=== EXERCISE DATA ===
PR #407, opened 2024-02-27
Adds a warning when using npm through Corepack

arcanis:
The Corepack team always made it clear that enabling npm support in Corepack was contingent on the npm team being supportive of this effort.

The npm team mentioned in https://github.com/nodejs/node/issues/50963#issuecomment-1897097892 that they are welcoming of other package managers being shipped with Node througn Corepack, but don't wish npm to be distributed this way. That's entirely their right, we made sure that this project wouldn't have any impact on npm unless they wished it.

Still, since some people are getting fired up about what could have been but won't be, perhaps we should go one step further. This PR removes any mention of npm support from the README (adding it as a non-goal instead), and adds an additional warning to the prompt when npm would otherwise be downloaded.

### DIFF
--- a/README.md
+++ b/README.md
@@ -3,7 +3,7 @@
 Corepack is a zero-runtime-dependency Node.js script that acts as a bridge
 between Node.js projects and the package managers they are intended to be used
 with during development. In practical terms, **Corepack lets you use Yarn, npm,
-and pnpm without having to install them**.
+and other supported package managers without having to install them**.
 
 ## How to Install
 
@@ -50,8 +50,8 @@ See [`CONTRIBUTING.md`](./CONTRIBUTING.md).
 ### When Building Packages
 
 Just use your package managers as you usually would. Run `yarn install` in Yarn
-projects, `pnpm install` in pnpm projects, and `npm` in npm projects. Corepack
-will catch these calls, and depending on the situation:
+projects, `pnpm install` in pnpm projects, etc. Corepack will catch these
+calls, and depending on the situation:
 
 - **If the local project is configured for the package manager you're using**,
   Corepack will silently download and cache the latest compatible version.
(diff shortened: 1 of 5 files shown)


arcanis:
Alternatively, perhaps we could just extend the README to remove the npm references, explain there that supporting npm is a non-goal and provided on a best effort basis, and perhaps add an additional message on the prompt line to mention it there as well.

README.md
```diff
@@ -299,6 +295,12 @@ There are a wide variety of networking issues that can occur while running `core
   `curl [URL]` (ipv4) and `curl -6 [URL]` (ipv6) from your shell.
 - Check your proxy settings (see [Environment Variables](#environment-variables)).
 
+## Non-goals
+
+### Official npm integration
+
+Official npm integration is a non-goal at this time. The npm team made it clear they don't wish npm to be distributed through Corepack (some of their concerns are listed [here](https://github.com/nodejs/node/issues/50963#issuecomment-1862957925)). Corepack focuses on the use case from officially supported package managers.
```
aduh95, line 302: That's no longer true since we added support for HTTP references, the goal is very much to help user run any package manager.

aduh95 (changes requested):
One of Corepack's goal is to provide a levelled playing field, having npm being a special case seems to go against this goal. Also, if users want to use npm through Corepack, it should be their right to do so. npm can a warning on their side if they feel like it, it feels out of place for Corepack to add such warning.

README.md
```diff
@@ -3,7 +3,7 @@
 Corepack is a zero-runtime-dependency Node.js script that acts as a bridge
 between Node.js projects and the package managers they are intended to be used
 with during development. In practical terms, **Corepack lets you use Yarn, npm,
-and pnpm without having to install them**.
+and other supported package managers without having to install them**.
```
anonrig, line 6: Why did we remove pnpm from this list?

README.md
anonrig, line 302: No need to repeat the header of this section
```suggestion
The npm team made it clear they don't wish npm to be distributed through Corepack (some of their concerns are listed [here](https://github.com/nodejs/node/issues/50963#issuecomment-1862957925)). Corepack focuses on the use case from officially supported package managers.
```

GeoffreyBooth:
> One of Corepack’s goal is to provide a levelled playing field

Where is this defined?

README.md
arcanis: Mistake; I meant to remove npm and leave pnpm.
...
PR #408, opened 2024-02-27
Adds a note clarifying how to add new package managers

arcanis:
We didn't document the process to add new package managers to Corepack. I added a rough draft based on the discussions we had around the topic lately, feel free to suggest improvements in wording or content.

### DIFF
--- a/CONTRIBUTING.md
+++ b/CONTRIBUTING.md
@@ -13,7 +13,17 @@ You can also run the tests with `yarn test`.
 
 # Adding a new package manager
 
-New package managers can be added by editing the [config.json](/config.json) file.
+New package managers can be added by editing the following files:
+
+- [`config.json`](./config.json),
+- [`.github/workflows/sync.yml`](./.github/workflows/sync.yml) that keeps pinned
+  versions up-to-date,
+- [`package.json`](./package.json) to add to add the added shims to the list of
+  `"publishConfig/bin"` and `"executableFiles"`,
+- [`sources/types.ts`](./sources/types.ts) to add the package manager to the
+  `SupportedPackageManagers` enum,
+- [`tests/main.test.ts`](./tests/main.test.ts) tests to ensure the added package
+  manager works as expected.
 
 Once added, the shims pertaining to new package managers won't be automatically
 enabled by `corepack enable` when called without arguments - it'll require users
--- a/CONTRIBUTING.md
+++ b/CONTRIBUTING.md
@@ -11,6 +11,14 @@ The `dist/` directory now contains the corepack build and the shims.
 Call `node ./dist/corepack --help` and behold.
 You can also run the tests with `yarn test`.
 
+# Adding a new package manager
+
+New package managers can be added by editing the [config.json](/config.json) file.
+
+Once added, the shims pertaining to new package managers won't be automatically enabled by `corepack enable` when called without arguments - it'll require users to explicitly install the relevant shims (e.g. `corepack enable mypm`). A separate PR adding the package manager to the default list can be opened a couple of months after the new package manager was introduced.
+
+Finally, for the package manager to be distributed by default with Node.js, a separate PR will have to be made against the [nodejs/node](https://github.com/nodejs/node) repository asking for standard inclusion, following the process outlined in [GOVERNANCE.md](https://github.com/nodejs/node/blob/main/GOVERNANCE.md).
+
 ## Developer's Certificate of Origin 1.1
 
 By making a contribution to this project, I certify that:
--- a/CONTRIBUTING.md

=== YOUR ASSIGNMENT ===
Only the lines above starting at the line that holds "--- a/README.md" and ending at the line that holds "Corepack will silently" are to be repeated, exactly and in full.

=== WRITTEN REPLY ===
--- a/README.md
+++ b/README.md
@@ -3,7 +3,7 @@
 Corepack is a zero-runtime-dependency Node.js script that acts as a bridge
 between Node.js projects and the package managers they are intended to be used
 with during development. In practical terms, **Corepack lets you use Yarn, npm,
-and pnpm without having to install them**.
+and other supported package managers without having to install them**.
 
 ## How to Install
 
@@ -50,8 +50,8 @@ See [`CONTRIBUTING.md`](./CONTRIBUTING.md).
 ### When Building Packages
 
 Just use your package managers as you usually would. Run `yarn install` in Yarn
-projects, `pnpm install` in pnpm projects, and `npm` in npm projects. Corepack
-will catch these calls, and depending on the situation:
+projects, `pnpm install` in pnpm projects, etc. Corepack will catch these
+calls, and depending on the situation:
 
 - **If the local project is configured for the package manager you're using**,
   Corepack will silently download and cache the latest compatible version.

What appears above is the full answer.